I think l need to start looking at Envoy. You mentioned above which metric to check (envoy_http_mixer_filter_total_report_calls), can you please point me to how to get that metric? I’m not seeing any references anywhere in Mixer or Envoy docs. Can you give me some key words please? I’m new to Istio, but I’m even newer to Envoy :slight_smile:

@douglas-reid
I ended up hitting Envoy’s admin endpoint directly from the pod, and here’s what I get after the load has been applied (all values were 0 originally, the pod was fresh):

http_mixer_filter.total_check_cache_hit_accepts: 3684
http_mixer_filter.total_check_cache_hit_denies: 0
http_mixer_filter.total_check_cache_hits: 3684
http_mixer_filter.total_check_cache_misses: 172
http_mixer_filter.total_check_calls: 3856
http_mixer_filter.total_quota_cache_hit_accepts: 0
http_mixer_filter.total_quota_cache_hit_denies: 0
http_mixer_filter.total_quota_cache_hits: 0
http_mixer_filter.total_quota_cache_misses: 0
http_mixer_filter.total_quota_calls: 0
http_mixer_filter.total_remote_call_cancellations: 0
http_mixer_filter.total_remote_call_other_errors: 0
http_mixer_filter.total_remote_call_retries: 0
http_mixer_filter.total_remote_call_send_errors: 0
http_mixer_filter.total_remote_call_successes: 172
http_mixer_filter.total_remote_call_timeouts: 0
http_mixer_filter.total_remote_calls: 172
http_mixer_filter.total_remote_check_accepts: 172
http_mixer_filter.total_remote_check_calls: 172
http_mixer_filter.total_remote_check_denies: 0
http_mixer_filter.total_remote_quota_accepts: 0
http_mixer_filter.total_remote_quota_calls: 0
http_mixer_filter.total_remote_quota_denies: 0
http_mixer_filter.total_remote_quota_prefetch_calls: 0
http_mixer_filter.total_remote_report_calls: 3740
http_mixer_filter.total_remote_report_other_errors: 0
http_mixer_filter.total_remote_report_send_errors: 0
http_mixer_filter.total_remote_report_successes: 3740
http_mixer_filter.total_remote_report_timeouts: 0
http_mixer_filter.total_report_calls: 42416

So no errors are reported, total_report_calls = 42416, total_remote_report_calls = 3740.

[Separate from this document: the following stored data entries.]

PR #700, opened 2019-01-29
[WIP] Make Ursula web status hideous in a different way

KPrasch:
Use default bootstrap styles to improve visual presentation of the Ursula web status page.

PR #959, opened 2019-05-08
I feel pretty...Make Moe/Ursula status pages slightly prettier

derekpierre:
seinfeld

Improve the look of Moe and Ursula status pages.

Used Plotly Dash to improve the pages, use common functionality, and remove the need for templates. Moe status page is updated via a Hendrix web socket notification system - it can run for a long time. Ursula status pages are periodically updated using a time interval (currently every 2s).

Related to PR #700 which was abandoned.

*Moe*
Screen Shot 2019-05-08 at 3 21 48 PM

*Ursula*
Screen Shot 2019-05-08 at 4 19 30 PM


nucypher/network/status/assets/hendrix-update.js
```diff
@@ -0,0 +1,32 @@
+window.onload = function () {
+    const origin_hostname = window.location.hostname;
+    const socket = new WebSocket("ws://"+ origin_hostname +":9000");
```
derekpierre: I was hoping to make the port number be configurable by adding another hidden element and getting the value from it eg. for a hidden div `ws_port = document.getElementById('...').innerHTML`. However, there seems to be some timing issue with `window.onload` and when the element is actually rendered - this is also the reason for the null checks below for the hidden buttons.

This script is specified in the footer of the page automatically since the file is in the `assets` folder, so it is weird that when this function is called, the element is not yet loaded - some Dash issue most likely.

vepkenez: to just get it to work you could probably do something like
```
window.onload = function () {
const socket;
const origin_hostname = window.location.hostname;
setTimeout(function() {
    socket = new WebSocket("ws://"+ origin_hostname +":9000");
}, 500 <or whatever>);
}
```

derekpierre: I get connected to the socket, whose default port is 9000 and that works fine. 

The issue is if anyone ran Moe and used the `--ws_port` option to use a different port, that would be a problem since the `9000` is hardcoded.

Unless you mean setting a timeout for the WebSocket is just good practice anyway...

vepkenez: No the setTimeout is definitely _not_ a good practice but it usually hackily solves issues like what you're seeing.

I don't know Dash at all really but couldn't you do something like 
`html.Script("var websocketport={}".format(MoeSocketPort))` in your header function?

vepkenez: Also, in my opinion we should make all these hardcoded ports into environment variables.

derekpierre: Thanks! I'm definitely not a Dash expert.

There seems to be some issues with the html.Script() component, https://github.com/plotly/dash/issues/93 and it wasn't in their recommendation in https://dash.plot.ly/external-resources, so I haven't really tried to use it. That being said, perhaps I'll give it a whirl.

vepkenez: ugh.  good luck!

derekpierre: Turns out it was better to just add the script to the page template itself.

Thanks for the discussion!

nucypher/characters/chaotic.py
```diff
@@ -46,8 +47,7 @@ class MonitoringTracker(FleetStateTracker):
         def record_fleet_state(self, *args, **kwargs):
             new_state_or_none = super().record_fleet_state(*args, **kwargs)
             if new_state_or_none:
-                checksum, new_state = new_state_or_none
-                hey_joe.send({checksum: self.abridged_state_details(new_state)}, "states")
+                hey_joe.send(None, "states")
```
KPrasch: Sending `None` over the websocket?  What's going on here?

vepkenez:
I think None in that context might be an argument to hey joe that means
“broadcast to all channels”?

nucypher/characters/chaotic.py
derekpierre: `None` is the message payload. I don't really need to pass any data to the subscriber (i.e. the UI), just a notification that the status UI page for Moe should update its 'states', based on a change. Same idea for 'nodes' notification. The UI will then know to update what is being shown.

nucypher/characters/lawful.py
```diff
@@ -793,6 +794,9 @@ def __init__(self,
                     suspicious_activity_tracker=self.suspicious_activities_witnessed,
                     serving_domains=domains,
                 )
+                # attach status app to rest_app
+                UrsulaStatusPage(self, self.nickname, rest_app, '/status/')
```
derekpierre: This could be improved i.e. added within the `make_rest_app` call by David's PR #961 since I needed an instance of Ursula to pass in.

tuxxy:
@derekpierre Instead of pushing this into master, we're going to create an epic for Ursula's frontend, which this PR will be the first in there.

derekpierre:
@tuxxy ok. Once that happens, is it best to create a new PR merging into the epic, and then link and close this one?

tuxxy:
@derekpierre No, we can just change the branch that this one goes into.

PR #960, opened 2019-05-10
WorkLock

szotov:
Introduces `WorkLock` implementation. 
Distribution consists of 4 phases:
* Before bidding, nothing can do
* Bidding. Everyone can transfer ETH for tokens (multiple times) using `bid()`
* Claiming. After bidding is over stakers can claim their token as deposit in `StakingEscrow`
* Refund. After any work is done staker can ask for refund ETH

API changes:
* Removed unused `preDeposit` method from `StakingEscrow`
* `prolongStake` function in `StakingEscrow`
* `getCompletedWork` function in `StakingEscrow` (not necessary to have it in agent)
* additional `deposit(address _miner, uint256 _value, uint16 _periods)` to stake for somebody in `StakingEscrow`
* `WorkLock` contract + `setWorkLock` in `StakingEscrow`


nucypher/blockchain/eth/sol/source/contracts/WorkLock.sol
```diff
@@ -0,0 +1,147 @@
...
+    * @notice Refund ETH for the work done
+    **/
+    function refund() public returns (uint256 refundETH) {
+        WorkInfo storage info = workInfo[msg.sender];
+        require(info.claimed, "Tokens are not claimed");
+        require(info.depositedETH > 0, "Nothing deposited");
+        uint256 currentWork = escrow.getWorkDone(msg.sender);
+        uint256 workDone = currentWork.sub(info.workDone);
+        require(workDone > 0, "No work has been done.");
+        refundETH = workDone.div(refundRate);
```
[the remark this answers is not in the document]
arjunhassard: Currently inflationary rewards earned (in NU) since the last ETH withdrawal are the primary input to generate `workDone`. Then, unless I'm mistaken, the initial sum of NU acquired via the WorkLock (`claimedTokens`) is not incorporated into the calculation to produce `refundETH `.

Given that it is measured as rewards earned in absolute terms (i.e. # of NU tokens), the ability/power to produce 'work' is varies enormously between large and small stakers. Hence a constant (`refundRate`) cannot suitably cover the range of different stake sizes – large stakers will be able to get their ETH back many times faster than small stakers.

nucypher/blockchain/eth/sol/source/contracts/WorkLock.sol
```diff
@@ -0,0 +1,147 @@
...
+    }
+
+    NuCypherToken public token;
+    MinersEscrow public escrow;
+    uint256 public startBidDate;
+    uint256 public endBidDate;
+    // ETH -> NU
+    uint256 public depositRate;
+    // Work (reward in NU) -> ETH
+    uint256 public refundRate;
```
arjunhassard: However we end up calculating `refundETH`, it may be prudent to hold off specifying associated parameters (like `refundRate`) until we've seen work activity on the network for some months. Otherwise we're shooting blindly, and it would justifiably upset stakers if we were forced to adjust it after the fact – it actually could be better to leave a variable deliberately TBD than to change it later (unless this change emerges via a community-driven process). 

Of course this is part of a wider debate about governance and the role of the NuCypher team following the launch of the network. There is (rightly) skepticism about networks that remain almost entirely centralized with vague promises of foundation control loosening later. At the same time, you can make the argument that in at least the first months after launch, there will be some dependence on the NuCypher team regardless (e.g. efforts to drive network adoption). Furthermore, stakers may prefer the reassurance that some key parameters can be adjusted to avoid network shocks or capitulation. 

@mswilkison @michwill

nucypher/blockchain/eth/sol/source/contracts/WorkLock.sol
```diff
@@ -0,0 +1,147 @@
...
+        workDone = refundETH.mul(refundRate);
+        info.workDone = info.workDone.add(workDone);
+        emit Refund(msg.sender, refundETH, workDone);
+        msg.sender.transfer(refundETH);
+    }
+
+    /**
+    * @notice Get remaining work to full refund
+    **/
+    function getRemainingWork(address _miner) public view returns (uint256) {
```
arjunhassard: @szotov is this function for stakers to check how much more work they need to do to get back the rest of their deposit? Does it serve some other purpose?

nucypher/blockchain/eth/sol/source/contracts/WorkLock.sol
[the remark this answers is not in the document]
szotov: I'm not sure that I understand whole idea, few moments:
* `refundETH` and `claimedTokens` are already connected through `refundRate`. If `refundRate` == `depositRate` then reward tokens have same value as claimed tokens.
* `relativeWork` in suggetions almost allways zero, because `workDone` will be less than claimed token initially
* Speed of refund in percents will be the same independatly of initial stake, so depending on state of whole net big and small stakers need same amount of time to get 100% of ETH back

nucypher/blockchain/eth/sol/source/contracts/WorkLock.sol
szotov: Right now only for checking by staker or anyone else

michwill:
>     * Making your ETH refund, given some work/compensation, a function of your initial stake size. This is a compromise between two more extreme positions: a) refunds are a function of your _current_ stake size and b) refunds are driven only by how many block rewards you've earned, regardless of your stake size. These are both flawed – a) could disincentivize buying NU and increasing your stake and b) is very unfair on small stakers – see suggestion to WorkLock.sol
>

I actually disagree on how (b) is unfair. Your compensation is proportional to your stake size, so the more initial stake you have, the more work per day you are able to produce. And it will take exactly the same number of days to fully unlock (for both large and small staker).

nucypher/blockchain/eth/sol/source/contracts/WorkLock.sol
michwill: IMO, this parameter mainly depends on the inflation rate. E.g. if this refund rate is the same as deposit rate, you'r have ~1 year to get fully refunded (depends on how you stake though) if you have 100% initial emission rate.
If this is too aggressive and we make it lower, that, imo, should affect the refund rate.

How about we make the refund rate linked to emission rate, so that the full refund time is 1 year, for example?

Otherwise, if we left it TBD, I think participants would be very meh on it

nucypher/blockchain/eth/sol/source/contracts/WorkLock.sol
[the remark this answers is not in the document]
michwill: @arjunhassard percent-wise, there is no difference between large and small stakers, really.

The only problem I currently see is the minimal stake (e.g. very small stakers either cannot stake, or we have gas wars)

nucypher/blockchain/eth/sol/source/contracts/StakingEscrow.sol
```diff
@@ -481,16 +486,27 @@ contract StakingEscrow is Issuer {
...
 
     /**
     * @notice Deposit tokens
     * @param _staker Staker
+    * @param _payor Owner of tokens
     * @param _value Amount of tokens to deposit
     * @param _periods Amount of periods during which tokens will be locked
     **/
-    function deposit(address _staker, uint256 _value, uint16 _periods) internal isInitialized {
+    function deposit(address _staker, address _payor, uint256 _value, uint16 _periods) internal isInitialized {
```
KPrasch: Did you mean `payer`?

nucypher/blockchain/eth/sol/source/contracts/StakingEscrow.sol
```diff
@@ -351,9 +373,29 @@ contract StakingEscrow is Issuer {
         return workerToStaker[_worker];
     }
 
+    /**
+    * @notice Get work that done by the staker
+    **/
+    function getWorkDone(address _staker) public view returns (uint256) {
```
KPrasch: This function name reads more like a verb than a getter.

tests/blockchain/eth/contracts/contracts/WorkLockTestSet.sol
```diff
@@ -0,0 +1,59 @@
+pragma solidity ^0.5.3;
```
KPrasch: Is this still the pragma we want to specify?

szotov: it works more like restriction >= 0.5.3, < 0.6.0, means that you can use 0.5.3 if you want, so it's still ok, maybe I'll change it to higher version in one of the next PR

cygnusv: Isn't it the version we're using in all our contracts?

szotov: We have 0.5.9 in installation script, main reason for 0.5.3 in contracts is that no changes in syntax after 0.5.3 (or maybe even earlier). But I'll try different versions from optimization point of view in next PR

nucypher/blockchain/eth/sol/source/contracts/StakingEscrow.sol
szotov: ✔️

nucypher/blockchain/eth/sol/source/contracts/StakingEscrow.sol
szotov: ✔️

nucypher/blockchain/eth/sol/source/contracts/StakingEscrow.sol
```diff
@@ -501,7 +517,7 @@ contract StakingEscrow is Issuer {
             policyManager.register(_staker, getCurrentPeriod());
         }
         info.value = info.value.add(_value);
-        token.safeTransferFrom(_staker, address(this), _value);
+        token.safeTransferFrom(_payer, address(this), _value);
```
cygnusv: Why are you introducing a `_payer` here, apart from the `_staker`?

szotov: I split staker and who transfer tokens (payer) inside internal method because worklock will call deposit in escrow and so it is payer, but staker will have other address as a worklock user. Also added method if somebody wants stake token for anyone else

PR #963, opened 2019-05-13
[EPIC] Doubtfire: Modifications for Monitoring Applications

KPrasch:
Monitor crawler and dashboard changes moved here: <https://github.com/nucypher/nucypher-monitor>

### What this does

- Preserves History of Dash implementation for the nucypher monitoring services.
- Understand that "Moe' is not a character.
- No more Moe, Completely deprecated (relocated to external repo).
- Introduces SQLite based `NodeStorage` subclass
- Allow `Learner` to be directly subclassed; Thin `verify_from`
- Improve Handling of self-signed certificate generation for node discovery vs web-hosting-only.
- Additional stake start and end time properties for statistical use


cygnusv:
What about we dust off this?

derekpierre:
@cygnusv I'm game if others are interested - @jMyles @tuxxy @KPrasch ?

Let me know and I can look into rebasing.

KPrasch:
Yeah - Im in!

Pipfile
```diff
@@ -33,6 +33,11 @@ click = ">=7.0"
 colorama = "*"
 boto3 = "*"
 flask-limiter = "*"
+jinja2 = ">=2.10.1"
+dash = "==0.34.0"
+dash-core-components = "==0.41.0"
+dash-html-components = "==0.13.4"
+dash-dangerously-set-inner-html = "==0.0.2"
```
KPrasch: Hmm, I'm a little concerned with some of these deps, like this one.  Whats the story here?

Pipfile
```diff
@@ -58,6 +63,9 @@ sphinx_rtd_theme = "*"
 aafigure = "*"
 # CLI
 nucypher = {editable = true,path = "."}
+# UI testing
+pytest-dash = "==2.1.0"
+instapy-chromedriver = "*"
```
KPrasch: Also here - Is this used for installing chromedriver?  Is this the recommended install?

Pipfile
derekpierre: This was used in `status_page.py` for the fleet state icon. 
It's basically a way to specify html within dash.

The `fleet_state_icon` property of the node_dict returns html - and the individual values cannot be obtained through object calls.

Pipfile
derekpierre: It is used for installing the chromedriver - it handles platform-specific installation of the driver.

KPrasch:
After rebasing over master - I am getting:

```
(nucypher) k@nova:~/Git/nucypher$ nucypher ursula run --dev -F 
...
  File "/home/k/Git/nucypher/nucypher/network/server.py", line 49, in <module>
    with open(os.path.join(TEMPLATES_DIR, "basic_status.j2"), "r") as f:
FileNotFoundError: [Errno 2] No such file or directory: '/home/k/Git/nucypher/nucypher/network/templates/basic_status.j2'

```

derekpierre:
@KPrasch working through it...basically that template was removed in favour of flash/dash.

cygnusv:
Two comments:
* The "Checksum" column is wrong. It's showing the worker address, instead of the checksum address.
* In the "Num Stakers over the previous 30 days" chart, can you make the y-axis start from 0?

derekpierre:
> * In the "Num Stakers over the previous 30 days" chart, can you make the y-axis start from 0?

@cygnusv currently, the y-axis range is adjusted based on the values plotted. Any reason, in particular, you want the y-axis to start from 0? Currently, the lowest value since we started tracking the network was '12' stakers.

cygnusv:
> @cygnusv currently, the y-axis range is adjusted based on the values plotted. Any reason, in particular, you want the y-axis to start from 0? Currently, the lowest value since we started tracking the network was '12' stakers.

Charts where the y-axis don't start from 0 can be misleading, as visually, a growing trend can be wildly exaggerated. E.g., If we have 1000 nodes for some time, and suddenly 10 more nodes show up, the chart may look like the number of nodes has sky-rocketed, but in reality it's just 1% higher. 

More info here (it's just a quick search, perhaps there's a better reference out there):
https://uxdesign.cc/designing-charts-principles-every-designer-should-know-part-2-ce1e06af56fc

derekpierre:
> Charts where the y-axis don't start from 0 can be misleading, as visually, a growing trend can be wildly exaggerated. E.g., If we have 1000 nodes for some time, and suddenly 10 more nodes show up, the chart may look like the number of nodes has sky-rocketed, but in reality it's just 1% higher.
> 
> More info here (it's just a quick search, perhaps there's a better reference out there):
> https://uxdesign.cc/designing-charts-principles-every-designer-should-know-part-2-ce1e06af56fc

@cygnusv Thanks for the link - that was an interesting read. I can understand their reasoning for wanting the 0 line for the y-axis. My concern is that if we end up in a scenario where there are 50-100 stakers for the entirety of the 30-day range, and we use the 0-line, then half of the graph becomes useless. Any thoughts there?

derekpierre:
@cygnusv I'm sold for setting the y-axis range to start at 0 for all graphs - the relative changes of staking NU tokens and num stakers (currently side by side graphs) is less clear when both use different ranges. Should be resolved via #1437

nucypher/blockchain/eth/token.py
```diff
@@ -586,6 +587,15 @@ def __init__(self,
...
 
+    @property
+    def initial_period(self) -> int:
+        return self.__initial_period
+
+    @property
+    def terminal_period(self) -> int:
+        return self.__terminal_period
+
+    @validate_checksum_address
```
derekpierre: validate not needed since a checksum is not passed as a parameter.
```suggestion
```

nucypher/crypto/api.py
```diff
@@ -199,6 +206,29 @@ def generate_self_signed_certificate(host: str,
...
+        raise ValueError("checksum address cannot be used to generate standard self-signed certificates.")
+    cert = __generate_self_signed_certificate(checksum_address=None, *args, **kwargs)
+    return cert
+
+
+def read_certificate_pseudonym(certificate: Certificate):
+    try:
+        pseudonym = certificate.subject.get_attributes_for_oid(NameOID.PSEUDONYM)[0]
+    except IndexError:
+        raise RuntimeError("Invalid teacher certificate encountered: No checksum address present as pseudonym.")
```
derekpierre: I know that `RuntimeError` is in line with what was done previously,  any chance we could modify the exception to be `ValueError`? same for the invalid checksum check below?

tests/cli/test_moe.py
```diff
@@ -19,9 +19,7 @@ def test_run_moe(click_runner, federated_ursulas):
 
     _ursula_output = yield threads.deferToThread(start_pytest_ursula_services, ursula=ursula)
 
-    test_ws_port = select_test_port()
```
derekpierre: we can delete this entire file since we removed Moe - deleted myself in https://github.com/nucypher/nucypher/pull/963/commits/e3acb7788b21e10709775c0a813119694881b467

nucypher/config/storages.py
```diff
@@ -178,17 +179,17 @@ class ForgetfulNodeStorage(NodeStorage):
     _name = ':memory:'
     __base_prefix = "nucypher-tmp-certs-"
 
-    def __init__(self, *args, **kwargs) -> None:
+    def __init__(self, parent_dir: str = None, *args, **kwargs) -> None:
```
michwill: `certificate_dir`? `node_info_dir`?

Since there are multiple pods serving requests and irrelevant Report() and Check() calls, it’s kind of hard to estimate expected numbers accurately, but the difference between these two values appear to reflect (at least roughly) the difference between what I’m seeing and what I expect to be seeing. What’s the semantics behind these counters? What’s “remote” vs “non-remote”? What do I tweak to control this difference?

@Alex My apologies for a delayed response. I missed the update.

The proxy batches calls to Mixer for Report(). As a result, there are the total number of calls to report (not batched), and the total number of remote calls (batched, sent to Mixer). The ratio should (ideally) be 100:1 (total:remote), so the numbers you are listing seem to be OK.

If you are think there ~42k requests, you should be seeing dispatches to your OOP adapter at the same magnitude. Did you find the mixer_runtime_dispatches_total metric for your adapter?